• About this exercise: Transcribe each record exactly as it appears.

** Working data follows **

PR #124, opened 2024-06-21
implement end_block for gov xmod

NYBACHOK:


x/gov/src/keeper.rs
```diff
@@ -314,9 +355,302 @@ impl<SK: StoreKey, PSK: ParamsSubspaceKey, M: Module, BK: BankKeeper<SK, M>>
...
+                } else {
+                    deposit_refund(ctx, self).unwrap_gas();
+                }
+
+                if passes {
+                    // TODO: Handle proposal: https://github.com/cosmos/cosmos-sdk/blob/d3f09c222243bb3da3464969f0366330dcb977a8/x/gov/abci.go#L65-L83
+
+                    proposal.status = ProposalStatus::Passed;
+
+                    if true
```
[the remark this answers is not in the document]
NYBACHOK: Consider that this is pseudocode

x/gov/src/keeper.rs
```diff
@@ -314,9 +355,302 @@ impl<SK: StoreKey, PSK: ParamsSubspaceKey, M: Module, BK: BankKeeper<SK, M>>
...
+                    // from cosmos: https://github.com/cosmos/cosmos-sdk/blob/d3f09c222243bb3da3464969f0366330dcb977a8/x/gov/keeper/tally.go#L51
+                    // There is no need to handle the special case that validator address equal to voter address.
+                    // Because voter's voting power will tally again even if there will deduct voter's voting power from validator.
+
+                    validator.delegator_deduction += delegation.shares(); // TODO: handle overflow?
+
+                    // delegation shares * bonded / total shares
+                    let voting_power = delegation
+                        .shares()
+                        .mul(Decimal256::new(validator.bounded_tokens))
```
dmvict, line 517: It seems like here can be mistake with multiplication or with decimal. Please, check it.

x/gov/src/keeper.rs
```diff
@@ -314,9 +355,302 @@ impl<SK: StoreKey, PSK: ParamsSubspaceKey, M: Module, BK: BankKeeper<SK, M>>
...
+                        .div(validator.delegator_shares);
+
+                    for VoteOptionWeighted { option, weight } in &vote_options {
+                        let result_option = tally_results.get_mut(option);
+
+                        *result_option += voting_power * Decimal256::from(weight.clone());
```
dmvict, line 523: What is the type of `weight`?

x/gov/src/keeper.rs
```diff
@@ -314,9 +355,302 @@ impl<SK: StoreKey, PSK: ParamsSubspaceKey, M: Module, BK: BankKeeper<SK, M>>
...
+
+        // If there is no staked coins, the proposal fails
+        if total_bonded_tokens.amount.is_zero() {
+            return Ok((false, false, tally_results.result()));
+        }
+
+        // If there is not enough quorum of votes, the proposal fails
+        let percent_voting = total_voting_power / Decimal256::new(total_bonded_tokens.amount);
+        if percent_voting < tally_params.quorum {
+            return Ok((false, true, tally_results.result()));
```
dmvict, line 572: It seems like the method is a getter? I suggest that here we have a conversion. If yes, then it is better to change `to_result` or `to_tally_result`. It is more readable variants.

x/gov/src/keeper.rs
NYBACHOK: `Uint256`

x/gov/src/keeper.rs
NYBACHOK: Renamed to `to_result`

x/gov/src/keeper.rs
NYBACHOK: You mean replace methods call with operators or...?

dmvict: If I'm correct, you've created a number that has value `n * 10 ^ (-18)`. But seems like you need to have a decimal representation of an integer. 
the other thing is the overflows. Can you get an overflow?

x/gov/src/keeper.rs
dmvict: Maybe I missed something. It seems like it is incorrect conversion. Please, check it.

NYBACHOK: I lied. It's wrapper around `Decimal256`. so no issue with it

x/gov/src/keeper.rs
NYBACHOK: > But seems like you need to have a decimal representation of an integer.
I forget about it completely. Even that I gave you a similar comment in one of your PR's. Remind me I need `from_atomics( bounded_tokens, 0)`?
I don't handle any overflow for now

gears/src/x/keepers/bank.rs
```diff
@@ -34,4 +42,18 @@ pub trait BankKeeper<SK: StoreKey, M: Module>: Clone + Send + Sync + 'static {
         ctx: &CTX,
         address: &AccAddress,
     ) -> Result<Vec<Coin>, GasStoreErrors>;
+
+    fn coins_burn<DB: Database, CTX: QueryableContext<DB, SK>>(
```
joneskm, line 46: The name suggests that this method burns coins, but it's called from a queryable context. Maybe it needs a better name?

gears/src/x/types/delegation.rs
```diff
@@ -0,0 +1,9 @@
+use cosmwasm_std::Decimal256;
+
+use crate::types::address::{AccAddress, ValAddress};
+
+pub trait StakingDelegation {
+    fn delegator(&self) -> &AccAddress;
+    fn validator(&self) -> &ValAddress;
+    fn shares(&self) -> &Decimal256;
```
joneskm, line 8: So the shares can be fractional? Is this what they use in Cosmos?

gears/src/x/types/validator.rs
```diff
@@ -0,0 +1,22 @@
+use cosmwasm_std::{Decimal256, Uint256};
+use prost::Enumeration;
+use serde::{Deserialize, Serialize};
+
+use crate::types::address::ValAddress;
+
+pub trait StakingValidator {
+    fn operator(&self) -> &ValAddress;
+    fn bonded_tokens(&self) -> &Uint256;
+    fn delegator_shares(&self) -> &Decimal256;
```
joneskm, line 10: Same as above.

gears/src/x/keepers/bank.rs
NYBACHOK: I didn't implement new bank methods yet. Probably I'll change it in next PR with actual implementation. For now this is placeholder

gears/src/x/types/delegation.rs
NYBACHOK: This is what we have

gears/src/x/types/validator.rs
NYBACHOK: Similar case. I just followed @dmvict structures, but instead of moving them into gears added trait with getters for fields that I need

PR #125, opened 2024-06-21
[POC]  Graceful shutdown

NYBACHOK:


tendermint/src/application.rs
```diff
@@ -110,109 +115,200 @@ pub trait ABCIApplication<G>: Send + Clone + 'static {
...
         request: tendermint_proto::abci::RequestCheckTx,
     ) -> tendermint_proto::abci::ResponseCheckTx {
-        T::check_tx(&self.handler, request.into()).into()
+        match self.token.if_cancelled_ctx() {
+            Some(ctx) => match ctx {
+                CancellationContext::GasOverflow => {
+                    ResponseCheckTx::error_with_gas_overflow().into()
+                }
+                _ => {
+                    self.token.panic_if_cancelled();
```
dmvict, line 201: What are the other cases here? It's a little unclear here.

NYBACHOK: Whatever you like. This code only to show possible usage for gas and maybe something else

dmvict: > Whatever you like. This code only to show possible usage for gas and maybe something else

Okay. But improved version may have concrete variants except gas metering and it's better to add them.

NYBACHOK: I'm unsure that we need gas in token...

PR #131, opened 2024-06-26
Validate genesis data during parsing

joneskm:
This removes the need to call validate on the genesis struct during init_genesis, which removes the need to panic.

### DIFF
--- a/x/staking/src/types/domain.rs
+++ b/x/staking/src/types/domain.rs
@@ -21,7 +21,8 @@ use gears::{
 };
 use prost::Message;
 use serde::{Deserialize, Serialize};
-use std::{cmp::Ordering, str::FromStr};
+use std::{cmp::Ordering, collections::HashSet, str::FromStr};
+use thiserror::Error;
 
 /// HistoricalInfo contains header and validator information for a given block.
 /// It is stored as part of staking module's state, which persists the `n` most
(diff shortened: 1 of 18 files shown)


dmvict (approved):

x/staking/src/types/domain.rs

** End of Working data **

• Result of this task:
PR #124, opened 2024-06-21
implement end_block for gov xmod

NYBACHOK:


x/gov/src/keeper.rs
```diff
@@ -314,9 +355,302 @@ impl<SK: StoreKey, PSK: ParamsSubspaceKey, M: Module, BK: BankKeeper<SK, M>>
...
+                } else {
+                    deposit_refund(ctx, self).unwrap_gas();
+                }
+
+                if passes {
+                    // TODO: Handle proposal: https://github.com/cosmos/cosmos-sdk/blob/d3f09c222243bb3da3464969f0366330dcb977a8/x/gov/abci.go#L65-L83
+
+                    proposal.status = ProposalStatus::Passed;
+
+                    if true
```
[the remark this answers is not in the document]
NYBACHOK: Consider that this is pseudocode

x/gov/src/keeper.rs
```diff
@@ -314,9 +355,302 @@ impl<SK: StoreKey, PSK: ParamsSubspaceKey, M: Module, BK: BankKeeper<SK, M>>
...
+                    // from cosmos: https://github.com/cosmos/cosmos-sdk/blob/d3f09c222243bb3da3464969f0366330dcb977a8/x/gov/keeper/tally.go#L51
+                    // There is no need to handle the special case that validator address equal to voter address.
+                    // Because voter's voting power will tally again even if there will deduct voter's voting power from validator.
+
+                    validator.delegator_deduction += delegation.shares(); // TODO: handle overflow?
+
+                    // delegation shares * bonded / total shares
+                    let voting_power = delegation
+                        .shares()
+                        .mul(Decimal256::new(validator.bounded_tokens))
```
dmvict, line 517: It seems like here can be mistake with multiplication or with decimal. Please, check it.

x/gov/src/keeper.rs
```diff
@@ -314,9 +355,302 @@ impl<SK: StoreKey, PSK: ParamsSubspaceKey, M: Module, BK: BankKeeper<SK, M>>
...
+                        .div(validator.delegator_shares);
+
+                    for VoteOptionWeighted { option, weight } in &vote_options {
+                        let result_option = tally_results.get_mut(option);
+
+                        *result_option += voting_power * Decimal256::from(weight.clone());
```
dmvict, line 523: What is the type of `weight`?

x/gov/src/keeper.rs
```diff
@@ -314,9 +355,302 @@ impl<SK: StoreKey, PSK: ParamsSubspaceKey, M: Module, BK: BankKeeper<SK, M>>
...
+
+        // If there is no staked coins, the proposal fails
+        if total_bonded_tokens.amount.is_zero() {
+            return Ok((false, false, tally_results.result()));
+        }
+
+        // If there is not enough quorum of votes, the proposal fails
+        let percent_voting = total_voting_power / Decimal256::new(total_bonded_tokens.amount);
+        if percent_voting < tally_params.quorum {
+            return Ok((false, true, tally_results.result()));
```
dmvict, line 572: It seems like the method is a getter? I suggest that here we have a conversion. If yes, then it is better to change `to_result` or `to_tally_result`. It is more readable variants.

x/gov/src/keeper.rs
NYBACHOK: `Uint256`

x/gov/src/keeper.rs
NYBACHOK: Renamed to `to_result`

x/gov/src/keeper.rs
NYBACHOK: You mean replace methods call with operators or...?

dmvict: If I'm correct, you've created a number that has value `n * 10 ^ (-18)`. But seems like you need to have a decimal representation of an integer. 
the other thing is the overflows. Can you get an overflow?

x/gov/src/keeper.rs
dmvict: Maybe I missed something. It seems like it is incorrect conversion. Please, check it.

NYBACHOK: I lied. It's wrapper around `Decimal256`. so no issue with it

x/gov/src/keeper.rs
NYBACHOK: > But seems like you need to have a decimal representation of an integer.
I forget about it completely. Even that I gave you a similar comment in one of your PR's. Remind me I need `from_atomics( bounded_tokens, 0)`?
I don't handle any overflow for now

gears/src/x/keepers/bank.rs
```diff
@@ -34,4 +42,18 @@ pub trait BankKeeper<SK: StoreKey, M: Module>: Clone + Send + Sync + 'static {
         ctx: &CTX,
         address: &AccAddress,
     ) -> Result<Vec<Coin>, GasStoreErrors>;
+
+    fn coins_burn<DB: Database, CTX: QueryableContext<DB, SK>>(
```
joneskm, line 46: The name suggests that this method burns coins, but it's called from a queryable context. Maybe it needs a better name?

gears/src/x/types/delegation.rs
```diff
@@ -0,0 +1,9 @@
+use cosmwasm_std::Decimal256;
+
+use crate::types::address::{AccAddress, ValAddress};
+
+pub trait StakingDelegation {
+    fn delegator(&self) -> &AccAddress;
+    fn validator(&self) -> &ValAddress;
+    fn shares(&self) -> &Decimal256;
```
joneskm, line 8: So the shares can be fractional? Is this what they use in Cosmos?

gears/src/x/types/validator.rs
```diff
@@ -0,0 +1,22 @@
+use cosmwasm_std::{Decimal256, Uint256};
+use prost::Enumeration;
+use serde::{Deserialize, Serialize};
+
+use crate::types::address::ValAddress;
+
+pub trait StakingValidator {
+    fn operator(&self) -> &ValAddress;
+    fn bonded_tokens(&self) -> &Uint256;
+    fn delegator_shares(&self) -> &Decimal256;
```
joneskm, line 10: Same as above.

gears/src/x/keepers/bank.rs
NYBACHOK: I didn't implement new bank methods yet. Probably I'll change it in next PR with actual implementation. For now this is placeholder

gears/src/x/types/delegation.rs
NYBACHOK: This is what we have

gears/src/x/types/validator.rs
NYBACHOK: Similar case. I just followed @dmvict structures, but instead of moving them into gears added trait with getters for fields that I need

PR #125, opened 2024-06-21
[POC]  Graceful shutdown

NYBACHOK:


tendermint/src/application.rs
```diff
@@ -110,109 +115,200 @@ pub trait ABCIApplication<G>: Send + Clone + 'static {
...
         request: tendermint_proto::abci::RequestCheckTx,
     ) -> tendermint_proto::abci::ResponseCheckTx {
-        T::check_tx(&self.handler, request.into()).into()
+        match self.token.if_cancelled_ctx() {
+            Some(ctx) => match ctx {
+                CancellationContext::GasOverflow => {
+                    ResponseCheckTx::error_with_gas_overflow().into()
+                }
+                _ => {
+                    self.token.panic_if_cancelled();
```
dmvict, line 201: What are the other cases here? It's a little unclear here.

NYBACHOK: Whatever you like. This code only to show possible usage for gas and maybe something else

dmvict: > Whatever you like. This code only to show possible usage for gas and maybe something else

Okay. But improved version may have concrete variants except gas metering and it's better to add them.

NYBACHOK: I'm unsure that we need gas in token...

PR #131, opened 2024-06-26
Validate genesis data during parsing

joneskm:
This removes the need to call validate on the genesis struct during init_genesis, which removes the need to panic.

### DIFF
--- a/x/staking/src/types/domain.rs
+++ b/x/staking/src/types/domain.rs
@@ -21,7 +21,8 @@ use gears::{
 };
 use prost::Message;
 use serde::{Deserialize, Serialize};
-use std::{cmp::Ordering, str::FromStr};
+use std::{cmp::Ordering, collections::HashSet, str::FromStr};
+use thiserror::Error;
 
 /// HistoricalInfo contains header and validator information for a given block.
 /// It is stored as part of staking module's state, which persists the `n` most
(diff shortened: 1 of 18 files shown)


dmvict (approved):

x/staking/src/types/domain.rs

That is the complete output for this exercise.